"Quero imaginar sob que novos traços o despotismo poderia produzir-se no mundo... Depois de ter colhido em suas mãos poderosas cada indivíduo e de moldá-los a seu gosto, o governo estende seus braços sobre toda a sociedade... Não quebra as vontades, mas as amolece, submete e dirige... Raramente força a agir, mas opõe-se sem cessar a que se aja; não destrói, impede que se nasça; não tiraniza, incomoda, oprime, extingue, abestalha e reduz enfim cada nação a não ser mais que um rebanho de animais tímidos, do qual o governo é o pastor. (...)
A imprensa é, por excelência, o instrumento democrático da liberdade." Alexis de Tocqueville
(1805-1859)

"A democracia é a pior forma de governo imaginável, à exceção de todas as outras que foram experimentadas." Winston Churchill.

sexta-feira, 22 de maio de 2015

A MARCHA DO SOLDADO 13


A editora Boitempo escolheu Frei Betto para escrever a orelha e um professor marxista para escrever o prefácio da edição brasileira de O homem que amava os cachorros, romance do escritor cubano Leonardo Padura. É mais ou menos como se Richard Dawkins prefaciasse Confissões de Santo Agostinho. Pois o prefácio e a orelha são os únicos trechos dispensáveis nas quase 600 páginas deste livro magistral. Padura concebeu uma obra-prima literária sobre o medo e o desamor.

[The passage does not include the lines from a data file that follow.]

PR #534, opened 2022-11-29
feat: add k8s config fields to HCV vault

GGabriele:


aboudreault (commented):
I was expecting to see a schema change that validate that auth_method is one of token or kubernetes, should this be added?

aboudreault:
ah I see. it is only for HCV.. but we need to add the main struct stuff here.

aboudreault (approved):

internal/grpc/proto/kong/admin/model/v1/vault.proto
```diff
@@ -23,6 +23,9 @@ message Vault {
     string mount = 4;
     string kv = 5;
     string token = 6;
+    string auth_method = 7;
```
tjasko, line 26: Hmm, realized we're seemingly missing validation for many of these vault config fields... but not required to cover in this PR, just wanted to point it out.

tjasko (approved):

PR #535, opened 2022-11-29
fix: make service tls_verify a nullable boolean

aboudreault:
Currently, the admin API only returns the service `tls_verify` if set to true. If the field is not present or set to false, it is considered as the default value and it is not stored in DB, thus never returned in http responses. This is problematic because that field have 3 meanings:

`true`: tls verification should happen
`false`: tls verification should not happen
`null`/`not specified`: tls verification decision depends on the DP configuration.

This PR makes that field a nullable boolean, so it is always included in the object definition if set to true or false.

#### Before
**tls_verify not set**
tls_verify not stored in the DB
tls_verify not returned in the admin http response

**tls_verify set to null**
tls_verify not stored in the DB
tls_verify not returned in the admin http response

**tls_verify set to false**
tls_verify not stored in the DB
tls_verify not returned in the admin http response

**tls_verify set to true**
tls_verify stored in the DB
tls_verify returned in the admin http response

#### After
**tls_verify not set**
tls_verify not stored in the DB
tls_verify not returned in the admin http response

**tls_verify set to null**
tls_verify not stored in the DB
tls_verify not returned in the admin http response

**tls_verify set to false**
tls_verify stored in the DB
tls_verify returned in the admin http response

**tls_verify set to true**
tls_verify stored in the DB
tls_verify returned in the admin http response


aboudreault:
not sure this solution will work as is unfortunately, https://github.com/Kong/koko/actions/runs/3576982648/jobs/6015440079#step:8:10

javierguerragiraldez:
>not sure this solution will work as is unfortunately

unfortunately, that's not possible in protobuf3.  by design, there's no distinction between the default value (false for booleans) and unset.  specifically, the encoding will just not encode boolean false, number zero, empty strings/tables, etc.

aboudreault:
@javier yeah, in fact that why I modified the proto spec to be a pointer to a boolean. It is working. the part I'm not sure is about if we can break the current protobuf spec of not.

javierguerragiraldez:
> I'm not sure is about if we can break the current protobuf spec or not.

i don't think we publish the grpc API.  as long as it better expresses the HTTP API, it should be ok.  judging from the admin api tests, it seems the gateway code will handle the same expected semantics (that is, differentiating between true/false/absent values in JSON).

if the only issue is the lint complaining that the grpc schema has changed, i'd say we should ignore it.

aboudreault:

O livro conta a história de três homens: Liev Trotski, líder comunista soviético, expulso da Rússia por seu arquirrival Stalin; Ramón Mercader, militante stalinista e assassino de Trotski; e Iván Cárdenas Maturell, obscuro escritor cubano mergulhado na miséria e na desolação da ilha socialista.

Ancorado na pesquisa histórica, Leonardo Padura narra a história de Trotski a sofrer no exílio (Turquia, Noruega, França e México), enquanto seus antigos companheiros de revolução eram perseguidos e assassinados a mando de Stalin. Com notável poder descritivo, o autor reconstitui as faces de Mercader, agente comunista espanhol escalado e treinado para se infiltrar nos círculos trotskistas e matar o exilado a qualquer custo.

Um de seus codinomes era Soldado 13. Entrementes, sem utilizar qualquer clichê sobre o tema, Padura conta os tormentos de Iván, que luta para sobreviver em um país mais parecido com um cárcere a céu aberto.

Tão diferentes, os três personagens possuem em comum o amor pelos cachorros. Mas há outra característica: são indivíduos esmagados pela força da ideologia e do coletivismo. A revolução só causa desgraças na vida de Trotski, Mercader e Iván.

Para alguém que, como eu, já levou a sério o trotskismo e teve simpatias pelo regime cubano, a leitura de O homem que amava os cachorros é ainda mais impactante, por fazer a descrição do inferno de dentro para fora.
Poucos sabem, mas Ramón Mercader terminou seus dias como hóspede do regime cubano, em outubro de 1978. Após sair da prisão no México, migrou para a União Soviética (onde foi condecorado) e depois acabou preferindo mudar-se para a ilha tropical. Virou amigo e conselheiro de Fidel Castro.

“De que outra coisa podem falar os náufragos, a não ser do mar?”, diz, numa passagem do livro, o homem que treinou o Soldado 13. Espero sinceramente que os amigos esquerdistas leiam O homem que amava os cachorros. Para o ideal socialista, é um livro tão devastador quanto Arquipélago Gulag, O Zero e o Infinito ou A Revolução dos Bichos. Náufragos, falem do mar.